## Work task
Copy, from the entries below, each line in which the string "ModCommentsCommon" appears.

## Records for processing
·····

PR #211, opened 2017-10-11
 feat(Calendar4You) clear tokens button when changing gmail account for the same user

loridacito:


joebordes:
Looks good. Thanks :-)

PR #212, opened 2017-10-12
Product image proportions

2038AD:
I've changed DetailViewUtils.php so that it no longer sets images over a certain size to be 450 by 300 (changing the proportions). It now sets a max-width and max-height so images are still limited in size but the proportions should stay the same so images don't appear squashed. Thanks :)


joebordes:
Looks perfect!  Thanks :-)

PR #214, opened 2017-11-16
Denormfields listview

evolutivo:


joebordes:
this has been implemented taking another (more broder) approach on branch denomarlize_module. development is entering testing phase

PR #226, opened 2018-01-18
feat(Settings) Implemented improvement for the calculation of permiss…

kapsule:
…ions per profile and code format.


include/utils/UserInfoUtil.php
```diff
@@ -3790,12 +3790,19 @@ function getPermittedModuleIdList() {
 /** Function to recalculate the Sharing Rules for all the users
   * This function will recalculate all the sharing rules for all the users in the Organization and will write them in flat files
  */
-function RecalculateSharingRules() {
+function RecalculateSharingRules($roleId) {
```
joebordes: We have to make this parameter optional:

```
function RecalculateSharingRules($roleId = 0) {
```
because it is currently called in a dozen places that would start emitting warnings if not

modules/Settings/CalculatePrivilegeFilesRole.php
```diff
@@ -0,0 +1,19 @@
...
+ * are made available under the terms of the GNU Lesser General Public License
+ * (LGPL) version 2.1 which accompanies this distribution, and is available at
+ * http://www.gnu.org/licenses/lgpl-2.1.html
+ *
+ * This library is distributed in the hope that it will be useful,
+ * but WITHOUT ANY WARRANTY; without even the implied warranty of
+ * MERCHANTABILITY or FITNESS FOR A PARTICULAR PURPOSE. See the GNU
+ * Lesser General Public License for more details.
+*/
+$roleid = vtlib_purify($_REQUEST['roleid']);
```
joebordes: Please add admin only access protection here:

```
global $current_user;
if (!is_admin($current_user)) {
....
```

just for security

joebordes:
Looks nice!!  Thank you!

I added a couple of changes I need you to add and I would like to add one more comment which is to separate the code formatting changes in the future if possible. I like commits to be cohesive, mostly related to the change they implement.

In any case, the clean up is perfect, it is preferable to have it than not

Let me know if you have any doubts about the changes I requested.

modules/Settings/CalculatePrivilegeFilesRole.php
kapsule: Hi @joe,

Perfect, thank you very much for your comments. As always, it is a pleasure to learn from a great master.

Regards

kapsule:
@joebordes, ya he subido los cambios que has propuesto. Saludos.

joebordes:
Perfect!  Thanks!

Have a nice weekend

PR #1012, opened 2021-03-11
Create a workflow Task that Send desktop Notifications

mocodertz:


omarllorens:
Hi.
I'll check the pull request and I've seen that you have an error on modules/cbupdater/cbupdates/2021.xml
When you add your changeset, you forgot to add an </changeset>

The rest of the code seems to be ok.

Can you fix it, please?

PR #1014, opened 2021-03-12
Optimize application sql changing user name concat for ename field

shibe2018:


modules/Products/Products.php
```diff
@@ -680,7 +680,7 @@ public function get_quotes($id, $cur_tab_id, $rel_tab_id, $actions = false) {
 			}
 		}
 		$crmtablealias = CRMEntity::getcrmEntityTableAlias($related_module);
-		$userNameSql = getSqlForNameInDisplayFormat(array('first_name'=> 'vtiger_users.first_name', 'last_name' => 'vtiger_users.last_name'), 'Users');
+		$userNameSql = getSqlForNameInDisplayFormat(array('enname'=> 'vtiger_users.ename'), 'Users');
```
denaldhushi, line 683: Fix the `enname` to `ename`

PR #1030, opened 2021-04-08
fix(Emails) relate mail to parent record when address is empty/erased…

george1806:
… and remove erased address from saved to


joebordes:
thanks

PR #1037, opened 2021-04-11
Get listview table ready for production

Luke1982:
I'll try to collect commits for the project in this PR, and keep every commit related to an issue (task) from the project.


joebordes:
a first review looks ok, except for the pagination.

have you tested ModTracker grid? to make sure the upgrade didn't break anything there? anywhere else we are using TUI that we should check?

Luke1982:
As far as I know these are the only two places we use TUI but good catch on modtracker, didn't test that. This PR is meant as an ongoing effort of the issues I'll pick up. The pagination will be, as discussed [here](https://github.com/tsolucio/corebos/issues/1038), some more work but we'll get that as well.

joebordes:
we are using it also extensively in the Business Question builder. There we are using the deprecated event also.

Luke1982:
OK I don't know about that module. Hopefully we can expect a repaired version soon

Luke1982:
Hey, that's cool. How did you hook into my PR?

denaldhushi:
@Luke1982 I cloned your repository and pushed the changes for collecting all new commits in this PR. that's all :)
Hope I don't have break any of your change ?

Luke1982:
Well if you cloned my repository I don't think you could've broken anything. But I am surprised that you were able to just push to my repository. I think I need to tweak some settings.

joebordes:
manually merged into master
thanks!

PR #1039, opened 2021-04-12
feat(cbMap) Generate DetailView Layout Map and DetailView Layout Developer Block

joebordes:


joebordes:
merged with all the other changes on your branch and updated with changes I made during validation

thanks!!

PR #1045, opened 2021-04-22
fix(Workflow) load folder names correctly in workflow engine

denaldhushi:


joebordes:
seems to be working ok. extra points for applying LDS formatting :clap: 

thanks!!

PR #1058, opened 2021-05-04
fix(changeSets) Fixing Module List field length to module Global Vari…

shibe2018:
…able


joebordes:
discussed with Mohamed. Going to close this one in search of a more global solution.
Thanks

PR #1063, opened 2021-05-12
fix(Workflow) rename wrong function name

MiquelPerezGiner:


joebordes:
closing in favor of a8f38a931f852013019fc6d9150451bf9a2da99f which:

- doesn't break the [unit test](https://github.com/tsolucio/coreBOSTests/blob/master/modules/com_vtiger_workflow/expression_functions/stringsTest.php#L145)
- keeps the naming in line with the other new functions which also start with `cb_`

PR #1069, opened 2021-05-21
Export comments for specific user

shibe2018:


shibe2018:
for this to work we need to add excel export functionality that we already added on http://code.spike.studio:3000/LeroyMerlin/demo

PR #1073, opened 2021-05-28
fix(modules)field visibility in Layout Editor for blocks which are…

glorymoshi:
… not labeled


joebordes:
Can you please add the new label to the translation files?

joebordes:
thanks!

PR #1074, opened 2021-05-30
Feat/add inline on comments

geofreybundala:


modules/ModComments/ModCommentsCommon.js
```diff
@@ -66,9 +66,10 @@ if (typeof(ModCommentsCommon) == 'undefined') {
 				}
 			});
 		},
-		editCommentMode : function (parentId, commentId, comment) {
+		editCommentMode : function (parentId, commentId) {
 			document.getElementById('edit_comment_id_'+parentId).value = commentId;
-			document.getElementById('txtbox_'+parentId).value = comment;
+			var comment = document.getElementById('comment_content_'+commentId).innerHTML;
```
joebordes, line 71: do a direct assignment here, avoid storing the content in memory just to move it to the DOM, let JS do that internally if it needs to.

`document.getElementById('txtbox_'+parentId).value = trim(document.getElementById('comment_content_'+commentId).innerHTML);`

BTW, this commit and the code formatting one are very good!!

joebordes:
thanks!!

PR #280, opened 2025-02-21
PRC-265 Contact details-Edit gender

bill-moj:
PRC-265

image

image

### DIFF
--- a/server/views/pages/contacts/manage/contactDetails/manageGender.njk
+++ b/server/views/pages/contacts/manage/contactDetails/manageGender.njk
@@ -14,7 +14,7 @@
 {% include 'partials/formErrorSummary.njk' %}
 <div class="govuk-grid-row">
     <div class="govuk-grid-column-two-thirds">
-        <span class="govuk-caption-l">Contacts</span>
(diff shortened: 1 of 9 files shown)


server/views/pages/contacts/manage/contactDetails/manageGender.njk
```diff
@@ -24,19 +25,22 @@
...
               },
+              errorMessage: validationErrors | findError('gender'),
               id: "gender",
                 name: "gender",
                 items: genderOptions
             }) }}
             <div class="govuk-button-group">
                 {{ govukButton({
-                    text: "Confirm and save",
+                    text: submitButtonLabel or "Confirm and save",
```
james-baker-moj, line 35: Super minor but we have called this continueButtonLabel everywhere else that it's parameterised. Also does it need the default? We should remove the default if possible.

bill-moj: not really minor imo
keeping the param names consistent will make things easier : )

btw if this pattern of button group with conditional cancel link is going to be repeated for some more pages, we might make a njk macro out of it

james-baker-moj (approved):
LGTM

PR #288, opened 2025-02-24
PRC-276: Refactor relationship to prisoner options

james-baker-moj:
Move group code, hint text and default option logic out of the controllers into a util.

### DIFF
--- a/server/utils/relationshipTypeUtils.ts
+++ b/server/utils/relationshipTypeUtils.ts
@@ -1,0 +1,28 @@
+import ReferenceCodeType from '../enumeration/referenceCodeType'
+
+export const relationshipToPrisonerOptionsForRelationshipType = (
+  relationshipType: string,
+  contactName: string,
+): {
+  groupCodeForRelationshipType: ReferenceCodeType
+  hintText: string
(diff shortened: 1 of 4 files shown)


server/utils/relationshipTypeUtils.ts
```diff
@@ -0,0 +1,28 @@
...
+  let defaultSelectLabel
+  if (relationshipType === 'S') {
+    groupCodeForRelationshipType = ReferenceCodeType.SOCIAL_RELATIONSHIP
+    hintText = `For example, if ${contactName} is the prisoner’s uncle, select ‘Uncle’.`
+    defaultSelectLabel = 'Select social relationship'
+  } else {
+    groupCodeForRelationshipType = ReferenceCodeType.OFFICIAL_RELATIONSHIP
+    hintText = `For example, if ${contactName} is the prisoner’s doctor, select ‘Doctor’.`
+    defaultSelectLabel = 'Select official relationship'
+  }
```
bill-moj, line 22: i think nunjucks macro or filter would be a better place for these sort of content. but it doesn't matter much anyway.

bill-moj (approved):

PR #302, opened 2025-03-03
PRC-462 Combine select language and select interpretation requirements into one page

bill-moj:
PRC-462

image

image


server/views/pages/contacts/manage/contactDetails/manageLanguageAndInterpreter.njk
```diff
@@ -0,0 +1,94 @@
...
+
+             {% for item in spokenLanguages %}
+                {% set languages = (languages.push(
+                    {
+                        value: item.code,
+                        text: item.description,
+                        selected: true if language == item.code else false
+                    }
+                ), languages) %}
+             {% endfor %}
```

·····

## Solution
modules/ModComments/ModCommentsCommon.js
@@ -66,9 +66,10 @@ if (typeof(ModCommentsCommon) == 'undefined') {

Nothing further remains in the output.